/*
* This file is part of JGAP.
*
* JGAP offers a dual license model containing the LGPL as well as the MPL.
*
* For licensing information please see the file license.txt included with JGAP
* or have a look at the top of class org.jgap.Chromosome which representatively
* includes the JGAP license policy applicable for any file delivered with JGAP.
*/
package org.jgap.impl;
import java.util.*;
import org.jgap.*;
/**
* Takes away the fitness offset of the population to evolve.

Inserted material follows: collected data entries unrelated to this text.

PR #150, opened 2024-02-19
Update file paths to be relative to $BATCH_TMP/inputs

hopedisastro:
Try to overcome the `Argument too long` error from mergeSTR because the VCF list passed in at the command line is getting quite long https://centrepopgen.slack.com/archives/C030X7WGFCL/p1708146312785919

### DIFF
--- a/str/trtools/merge_str_runner.py
+++ b/str/trtools/merge_str_runner.py
@@ -95,8 +95,12 @@ def main(
         if len(cpg_ids) != len(set(cpg_ids)):
             raise ValueError('Duplicate CPG IDs detected in sample list')
 
+        #make batch_vcfs relative to BATCH_TMP/inputs
+        batch_vcfs = [vcf.split('inputs/')[1] for vcf in batch_vcfs]
+
         trtools_job.command(
             f"""
+        cd $BATCH_TMP/inputs
         mergeSTR --vcfs {",".join(batch_vcfs)} --out {trtools_job.vcf_output} --vcftype eh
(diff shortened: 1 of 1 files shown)


MattWellie:
I'm not sure if this will work, but can't help to try...? 

The error text is `Argument list too long`, and the list here is the same length but the contents are slightly smaller. It's possible that this will solve the issue, but if the list length is the real issue that remains unchanged

jmarshall:
I misspoke on Slack; it's actually `$BATCH_TMPDIR`.

However this approach won't work because Hail uses placeholders in variables like `batch_vcfs` and does not instantiate or expand them until very late in the piece (when the eventual command is written out), so `batch_vcfs` entries do not actually contain `inputs/` yet at the point it would be possible to manipulate them in Python. So this has to be done in a more messy way instead — see #151.

str/trtools/merge_str_runner.py
```diff
@@ -95,8 +95,12 @@ def main(
         if len(cpg_ids) != len(set(cpg_ids)):
             raise ValueError('Duplicate CPG IDs detected in sample list')
 
+        # make batch_vcfs relative to BATCH_TMP/inputs
+        batch_vcfs = [vcf.split('inputs/')[1] for vcf in batch_vcfs]
```
MattWellie, line 99: I'm not sure if you can run a `.split()` on a ResourceFile directly, or whether you'll need to do that on the String representation of the same... It may work?
```suggestion
        batch_vcfs = [str(vcf).split('inputs/')[1] for vcf in batch_vcfs]
```

PR #265, opened 2021-07-28
Granada mainnet activation

ixahedron:
## Description

Problem: granada will be activated on mainnet very soon. We need to support an automatic switchover.

Solution: added `010-PtGRANAD` to the list of mainnet protocols.

## Related issue(s)

Resolves #

  can be successfully built.

### DIFF
--- a/docker/package/model.py
+++ b/docker/package/model.py
@@ -451,7 +451,7 @@ class TezosBakingServicesPackage(AbstractPackage):
     # native releases, so we append an extra letter to the version of
     # the package.
     # This should be reset to "" whenever the native version is bumped.
-    letter_version = "a"
+    letter_version = "b"
 
     def __init__(
         self,
--- a/meta.json
+++ b/meta.json
@@ -1,4 +1,4 @@
 {
-    "release": "1",
+    "release": "2",
     "maintainer": "Serokell <hi@serokell.io>"
 }
--- a/docker/package/packages.py
+++ b/docker/package/packages.py
@@ -15,7 +15,7 @@ from .systemd import Service, ServiceFile, SystemdUnit, Unit, Install
 
 networks = ["mainnet", "florencenet", "granadanet"]
 networks_protos = {
-    "mainnet": ["009-PsFLoren"],
+    "mainnet": ["009-PsFLoren", "010-PtGRANAD"],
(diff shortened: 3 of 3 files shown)


docker/package/model.py
```diff
@@ -451,7 +451,7 @@ class TezosBakingServicesPackage(AbstractPackage):
     # native releases, so we append an extra letter to the version of
     # the package.
     # This should be reset to "" whenever the native version is bumped.
-    letter_version = "a"
+    letter_version = ""
```
pasqu4le, line 454: Am I wrong or this could be updated to `b` instead of the `release` be bumped to `2`?

ixahedron: What for is the release number at all then? AFAIU, `letter_version` is specifically for updating `tezos_baking` (i.e. package's source e.g. `tezos-setup-wizard`), whereas this will really affect every package, so we should bump release number instead.

However, it's not really documented anywhere :shrug: , so I might be wrong.

rvem: `letter_version` is required only for `tezos_baking` because we tend to updated sources of this package (i.e. `tezos_setup_wizard.py`), while the other _normal_ packages rely on the sources gathered via `opam-bundle` and they shouldn't change in scope of one upstream version.

I see that the latest published version of tezos-baking is `2:9.4a-0ubuntu1`. However, AFAIU, we've changed the sources of the `tezos_setup_wizard.py` since that, so `letter_version` has to be updated for the newly published version of `tezos-baking` package

meta.json
```diff
@@ -1,4 +1,4 @@
 {
-    "release": "1",
+    "release": "2",
```
rvem, line 2: These changes indeed affect only the metadata of `tezos-baking` package (since it only changes the `.services` files). However, we did change the sources of `tezos-baking` package as well (by modifying `tezos_setup_wizard.py`), so I think we should bump `letter_version` and leave the `release` as it is

docker/package/model.py
rvem: > This should be reset to "" whenever the native version is bumped.

Note that upstream version wasn't bumped, so it should be `letter_version = "b"` instead

rvem (approved):

PR #275, opened 2021-08-10
Deactivate protocol 009

ixahedron:
## Description

Problem: florencenet is now obsolete, so we don't need to support it.

Solution: removed 009 support from tezos-packaging.
Also enabled back the native packaging step in CI.

## Related issue(s)

Follows #271 

  can be successfully built.


kirelagin (approved):

kirelagin:
Note that CI fails on `tezos-lmdb` hashes, which sounds pretty bad 🙄. But, I guess, maybe it’s just the way things work in OCaml…

PR #277, opened 2021-08-11
Use Github Actions for checking and building homebrew bottles

zhenyavinogradov:
Replaces buildkite step for checking homebrew formulas with a Github Actions workflow, and adds another workflow to build and export bottles using catalina runners provided by github. Github does not provide mojave runners, so for mojave we'll still have to build bottles ourselves. And the bottles are only built on master branch because it takes a long time, but here's an example of the workflow running: https://github.com/serokell/tezos-packaging/runs/3260140954.

The bottles are exported as a workflow artifact and can be downloaded from the workflow page. It would be nice to attach them to the pre-release automatically, but I don't know if there is a simple way to do it, because releases are created from buildkite, and buildkite attaches some of its artifacts as well, so we can't really synchronize it with github actions.

Also, brew has a special `brew test-bot` command which we could use, it is intended for setting up a clean environment in CI and running all checks automatically, but I tried using it and it's not really convenient, because it does not give a clear way to configure what you want it to do. It's simpler to just run `brew install` in CI.

Related issue: https://issues.serokell.io/issue/TM-563.

### DIFF
--- a/.github/workflows/build-bottles.yml
+++ b/.github/workflows/build-bottles.yml
@@ -1,0 +1,22 @@
+name: Build homebrew bottles
+on:
+  # Run when a release is tagged
+  push:
+    tags:
+      - "v*"
+jobs:
+  build-bottles:
+    runs-on: macos-10.15
+    steps:
+      - name: Checkout
+        uses: actions/checkout@v2
+
+      - name: Build bottles
+        run: ./scripts/build-bottles.sh
+
+      - name: Upload bottles to Github Actions
+        uses: actions/upload-artifact@v2
+        with:
+          name: homebrew-bottles
+          path: '*.bottle.*'
+
--- a/.buildkite/pipeline-raw.yml
+++ b/.buildkite/pipeline-raw.yml
@@ -70,18 +70,6 @@ steps:
      queue: "arm64-build"
    only_changes: *static_binaries_changes_regexes
 
- - label: check brew formulas
-   commands:
-     # Check all formulas except 'tezos.rb' because it's a base class for all other formulas
-     - find ./Formula -type f -name "*.rb" -exec ruby -c {} +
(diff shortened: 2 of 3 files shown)


.github/workflows/build-bottles.yml
```diff
@@ -0,0 +1,25 @@
+name: Build homebrew bottles
+on:
+  # Run on master
+  push:
+    branches: [master]
```
ixahedron, line 5: From the Github Actions docs it seems it's possible to just tie this action to `release` directly? Even though it's conditional on relevant paths, we sometimes go a long way committing to master without making a release (and, consequently, without need to build bottles), and also we touch the formulae _after_ each release too, to put in the hashes. Duplicating the runs seems unnecessary.

I'm not sure which `release` activity type would be needed here, but we need the bottles to build on both full releases and prereleases _created from_ the auto-release, but not on _each_ auto-release. If that's not possible, then I guess these paths are the next best alternative.

zhenyavinogradov: Github has draft releases which are only visible to repository maintainers, we can change `autorelease.sh` script to create a draft release and set up the action to run when the release is published (either as a pre-release or as a full release), so that it will only run for releases which you publish manually. Maybe we can even attach the bottles as assets automatically in this case. The only issue is that you'll have to wait 4 hours for the bottles to build after you make a release.

Another options are probably to run the workflow on tags of the form `v*`, or to trigger the workflow manually when you need it.

ixahedron: Running on `v*` tags sounds good to me for now.

zhenyavinogradov: Ok, I updated it to run on tags

ixahedron (approved):
LGTM

Issue #291, opened 2021-08-26
Handle v10.0 storage upgrade in tezos-node services


rvem:
# Clarification and motivation
It's required to upgrade the `tezos-node` storage in case the binary was upgraded from `v9.*` to `v10.0`.
In case the upgrade wasn't done, `tezos-node run` gracefully fails.

It's not very convenient to do the upgrade manually for the node running in the background service,
so this process should be semi-automated.
There are two ways to handle the storage upgrade:
1) Upgrade existing storage.
2) Nuke the existing storage and import a fresh snapshot.

Node services should ask a user about the preferable way of the upgrade interactively in case
the `tezos-node` start fails with an error that requires a storage upgrade.

# Acceptance criteria
Node systemd services can handle storage upgrade by asking the user about the preferable way of upgrading.

rvem:
v10.1 tezos-node native packages include this fix

PR #293, opened 2021-08-27
[#291] Automatic update node storage

rvem:
## Description
Problem: 9.* to 10.* upgrade requires a storage upgrade.
We want to automate this upgrade process.

Solution: Check the current storage version in the node service pre-start
script and perform an upgrade in case it's needed.

## Related issue(s)

Relates #291 (will be resolved, once corresponding updated package is published)

  can be successfully built.

### DIFF
--- a/docker/package/packages.py
+++ b/docker/package/packages.py
@@ -168,7 +168,7 @@ def mk_node_unit(suffix, env, desc):
             environment=env,
             exec_start="/usr/bin/tezos-node-start",
             exec_start_pre=["/usr/bin/tezos-node-prestart"],
-            timeout_start_sec="450s",
+            timeout_start_sec="2400s",
             state_directory="tezos",
             user="tezos",
         ),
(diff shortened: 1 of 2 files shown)


rvem:
Looks like there are more cases in which the upgrade is going to fail, e.g. some issues with the write permissions on the files in the node data directory (see https://gitlab.com/tezos/tezos/-/issues/1687).

So I agree, that we should omit our own checks and let `tezos-node upgrade` fail (well, currently, it won't return non-zero exit code for some reason, but still `tezos-node run` is going to fail)

rvem:
Sadly, `tezos-node` doesn't report when there is not enough space to perform a backup before the storage upgrade:(
It's quite nontrivial to calculate the _proper_ amount of space required for the upgrade, so it's quite nontrivial to support
such a check on our side

pasqu4le (approved):

PR #295, opened 2021-08-31
[#284] Add script automating bottle hash insertion

### LINKED ISSUE #284: Automate inserting bottle hashes into brew formulae

Right now, after each release we build brew bottles, and then manually compute hashes and insert each one into the appropriate `Formula/*.rb`.

This is slow, tedious, and error-prone. It would be nice to automate it.

A bash script would be a good place to start.

# Acceptance criteria

A script is provided to insert bottle hashes into brew formular automatically instead of going through the motions manually.

ixahedron:
## Description

Problem: every time after a new release, we build brew bottles,
and their SHA256 hashes should be added to the brew formulae.
Right now we do this manually, but it's a tedious and error-prone
process that would be nice to automate.

Solution: added a bash script that can do this. It takes a directory
where the bottle.tar.gz files are placed as its argument and inserts
the computed hash for the respective OS into the right formula.
It is supposed to be run from the base directory (tezos-packaging).

## Related issue(s)

Resolves #284 

  can be successfully built.

### DIFF
--- a/scripts/bottle-hashes.sh
+++ b/scripts/bottle-hashes.sh
@@ -1,0 +1,31 @@
+#! /usr/bin/env bash
+# SPDX-FileCopyrightText: 2021 TQ Tezos <https://tqtezos.com/>
+#
+# SPDX-License-Identifier: LicenseRef-MIT-TQ
+
+# This script takes a directory where the bottles are stored as its argument.
+# Run it from the base directory (tezos-packaging).
+
+if [[ -d ./Formula ]]
+then
+    if [[ -d "$1" ]]
+    then
+        regex="(tezos-.*)-v.*\.(catalina|mojave)\.bottle\.tar\.gz"
+        for bottle in "$1"/tezos-*.bottle.tar.gz; do
+            if [[ $bottle =~ $regex ]]; then
+                bottle_hash=`sha256sum "$bottle" | cut -d " " -f 1`
+                formula_name="${BASH_REMATCH[1]}"
+                os="${BASH_REMATCH[2]}"
+
+                if [[ -f "./Formula/$formula_name.rb" ]]; then
+                    line="\    sha256 cellar: :any, $os: \"$bottle_hash\""
+                    sed -i "/root_url.*/a $line" ./Formula/$formula_name.rb
+                fi
+            fi
+        done
+    else
+        echo "The passed directory $1 does not exist."
+    fi
+else
+    echo "Please run this script from the base directory (tezos-packaging)."
+fi
--- a/tests/bottle-hashes/test-hash-insert.sh
+++ b/tests/bottle-hashes/test-hash-insert.sh
@@ -1,0 +1,82 @@
+#! /usr/bin/env bash
+# SPDX-FileCopyrightText: 2021 TQ Tezos <https://tqtezos.com/>
+#
+# SPDX-License-Identifier: LicenseRef-MIT-TQ
+
+# This script tests ../../scripts/bottle-hashes.sh by generating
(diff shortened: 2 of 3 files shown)


scripts/bottle-hashes.sh
```diff
@@ -0,0 +1,31 @@
...
+# SPDX-License-Identifier: LicenseRef-MIT-TQ
+
+# This script takes a directory where the bottles are stored as its argument.
+# Run it from the base directory (tezos-packaging).
+
+if [[ -d ./Formula ]]
+then
+    if [[ -d "$1" ]]
+    then
+        regex="(tezos-.*)-v[0-9]+\.[0-9]+-[0-9]+\.(catalina|mojave)\.bottle\.tar\.gz"
```
rvem, line 13: will `rc`s match rhis regex? :thinking:

rvem:
The script looks relatively complex, let's add some tests to it that will generate some dummy bottles (e.g. using `dd if=/dev/urandom of=<bottle-arcvhive> bs=1M`) and assert that information about them was successfully inserted to the formulas

scripts/bottle-hashes.sh
pasqu4le: to add to the comment above: we know for sure (according to the current tezos naming scheme) that the `v` is also used at the beginning of every version name.

Consequently what's between the last `-v` before the `.$os`  and the latter iself is all part of the version, which isn't something we are actually interested in, for this script.

I'd suggest a more general expression to gloss over it, I think
```suggestion
        regex="(tezos-.*)-v.*\.(catalina|mojave)\.bottle\.tar\.gz"
```
should work.

tests/bottle-hashes/test-hash-insert.sh
```diff
@@ -0,0 +1,82 @@
...
+
+# Generate some dummy bottles
+dd if=/dev/urandom of=$bottle_dir/$catalina_bottle count=2000 status=none
+dd if=/dev/urandom of=$bottle_dir/$mojave_bottle count=2000 status=none
+
+# Run the hash inserting script
+../../scripts/bottle-hashes.sh $bottle_dir
+
+# Assert the info was inserted correctly
+catalina_hash=`sha256sum $bottle_dir/$catalina_bottle | cut -d " " -f 1`
```
rvem, line 48:
```suggestion
catalina_hash="$(sha256sum "$bottle_dir/$catalina_bottle" | cut -d " " -f 1)"
```

tests/bottle-hashes/test-hash-insert.sh
```diff
@@ -0,0 +1,82 @@
...
+mojave_hash=`sha256sum $bottle_dir/$mojave_bottle | cut -d " " -f 1`
```
rvem, line 49:
```suggestion
mojave_hash="$(sha256sum "$bottle_dir/$mojave_bottle" | cut -d " " -f 1)"
```

tests/bottle-hashes/test-hash-insert.sh
```diff
@@ -0,0 +1,82 @@
...
+    sha256 cellar: :any, catalina: "$catalina_hash"
+  end
+
+  def install
+  end
+end
+EOF
+)
+
+if [[ $(< ./Formula/$formula_name.rb) != $expected_formula ]]; then
```
rvem, line 73:
```suggestion
if [[ $(< ./Formula/$formula_name.rb) != "$expected_formula" ]]; then
```

rvem (approved):
Some suggestions from the shellcheck

pasqu4le (approved):

PR #297, opened 2021-09-01
[#285] Build mojave bottles and attach bottles to releases in CI

### LINKED ISSUE #285: Automate post-release brew bottles generation and upload

After #277 we now have catalina bottles generated by CI (GH Actions in this case) after a `v*` tag is pushed.

It should be possible to do something similar for mojave bottle (maybe using buildkite, as GH does not support it).

Moreover, as part of our [releasing process](https://github.com/serokell/tezos-packaging/blob/master/.github/PULL_REQUEST_TEMPLATE/release_pull_request_template.md#update-brew-bottles-and-repository-mirrors) we tend to upload bottles after making a release (to avoid long waiting times) so we should also change to this trigger and make the upload part of this steps.

# Acceptance criteria

After a pre-release gets published as a release, CI will generate the brew bottles (for both mojiave and catalina) and push the resulting files in the release itself.

zhenyavinogradov:
Problem: we build homebrew bottles for catalina in CI, but not for mojave. And the bottles have to be attached to the releases manually.

Solution: add buildkite pipeline which builds mojave bottles when a tag is pushed, and add automatic attachment for both catalina and mojave.

In buildkite it's a separate pipeline `tezos-packaging-tags`, which runs when a tag is pushed rather than a branch, it takes jobs from `.buildkite/pipeline-for-tags.yml` file.

Resolves #285

### DIFF
--- a/.buildkite/pipeline-for-tags.yml
+++ b/.buildkite/pipeline-for-tags.yml
@@ -1,0 +1,23 @@
+# SPDX-FileCopyrightText: 2021 TQ Tezos <https://tqtezos.com/>
+#
+# SPDX-License-Identifier: LicenseRef-MIT-TQ
+
+steps:
+ - label: Build bottles
+   key: build-bottles
+   agents:
+     queue: "x86_64-darwin"
+   if: build.tag =~ /^v.*/
+   commands:
+   - ./scripts/build-bottles.sh
+   artifact_paths:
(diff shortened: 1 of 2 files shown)


ixahedron (approved):
LGTM

rvem (approved):

pasqu4le (approved):

PR #303, opened 2021-09-21
[morley#664] Allow alpha protocol

rvem:
## Description
Problem: Alpha protocol is now required to run 'tezos-client' in mockup
mode.

Solution: Allow it and adjust hacks.nix.

## Related issue(s)

https://gitlab.com/morley-framework/morley/-/issues/664

  can be successfully built.

### DIFF
--- a/nix/build/hacks.nix
+++ b/nix/build/hacks.nix
@@ -229,6 +229,9 @@ rec {
     propagatedBuildInputs = buildInputs;
   });
 
+  tezos-protocol-alpha = osuper.tezos-protocol-alpha.overrideAttrs (o : {
+    buildInputs = o.buildInputs ++ [ tezos-protocol-environment ];
+  });
   tezos-protocol-000-Ps9mPmXa = osuper.tezos-protocol-000-Ps9mPmXa.overrideAttrs (o : {
     buildInputs = o.buildInputs ++ [ tezos-protocol-environment ];
   });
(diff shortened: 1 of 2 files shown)


nix/build/hacks.nix
```diff
@@ -332,7 +343,7 @@ rec {
 
   tezos-client = osuper.tezos-client.overrideAttrs
     (o: {
-      buildInputs = o.buildInputs ++ [ librustzcash self.makeWrapper ];
+      buildInputs = o.buildInputs ++ [ librustzcash self.makeWrapper tezos-client-alpha-commands-registration ];
```
ixahedron, line 346: Wait, where is `tezos-client-alpha-commands-registration` defined?

rvem: It's somewhere in the `ocamlPackages`, that are fulfilled by the `opam-nix` while traversing the context of the `opam-repository` :ssc:

ixahedron: So you don't need to access it through `osuper` or `self.ocamlPackages.<...>` or something? :thinking: Sure would be nice to understand more about how `opam-nix` works

rvem: there is `with oself` on the top of that file, and `self.ocamlPackages` is basically `oself`

ixahedron (approved):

* The fitness function values of the population of {@link org.jgap.IChromosome}
* instances will start from a minimum of 1 afterwards.
* </p>
* <p>
* The removal of an offset in the fitness values of a population strengthens
* the "survival of the fittest" effect of a selector that performs selection
* upon fitness values. A high offset in the fitness values of a population
* lowers the relative difference between the fitness values of the Chromosomes
* in a population.
* </p>
* <h3>Example of applicability</h3>
* <p>
* You are optimizing a black box with <i>n</i> parameters that are mapped
* to {@link org.jgap.IChromosome} instances each having <i>n</i>
* {@link org.jgap.Gene} instances.<br>
* You want to minimize the answer time of the black box and provide
* a {@link org.jgap.FitnessFunction#evaluate(org.jgap.IChromosome)}
* that takes the genes out of the chromosome, put's it's
* {@link org.jgap.Gene#getAllele()}
* values to the parameters and measures the answer time of the black box
* (by invoking it's service to optimize). <br>
* The longer the time takes, the worse it's fitness is, so you have to
* invert the measured times to fitness values:
* <a name="bboptimizer"/>
* <pre>
* <font color="#0011EE">
* class BlackBoxOptimizer extends org.jgap.FitnessFunction{
* private BlackBox bbox;
* <font color="#999999">//Additional code: constructors</font>
* <font color="#999999">...</font>
* public double evaluate(org.jgap.IChromosome chromosome){
* double fitness = 0;
* <font color="#999999">// get the Gene[] & put the parameters into the box.
* ...
* </font>
* long duration = System.currentTimeMillis();
* <font color="#999999">
* // You certainly will use an advanced StopWatch...</font>
* this.bbox.service();
* <font color="#999999">// The black boxes service to optimize.</font>
* duration = System.currentTimeMillis()-duration;
* <font color="#999999">// transform the time into fitness value:</font>
* fitness = double.MAX_VALUE - (double)duration;
* return fitness;
* }
* }
* </font>
* </pre>
* </p>
* <p>
* <h4>We might get the following results (each row stands for a Chromosome,
* the table is a population):</h4>
* <table border="1">
* <tr align="left" valign="top">
* <th>
* duration
* </th>
* <th>
* fitness
* </th>
* <th>
* piece of fitness cake
* </th>
* </tr>
* <tr align="left" valign="top">
* <td>
* 2000
* </td>
* <td>
* 9218868437227403311
* </td>
* <td>
* 33.333333333333336949106088992532 %
* </td>
* </tr>
* <tr align="left" valign="top">
* <td>
* 3000
* </td>
* <td>
* 9218868437227402311
* </td>
* <td>
* 33.333333333333333333333333333333 %
* </td>
* </tr>
* <tr align="left" valign="top">
* <td>
* 4000
* </td>
* <td>
* 9218868437227401311
* </td>
* <td>
* 33.333333333333329717560577674135 %
* </td>
* </tr>
* </table>
* </p>
* <p>
* If any {@link org.jgap.NaturalSelector} performs selection based upon the
* fitness values, it will have to put those values in relation to each other.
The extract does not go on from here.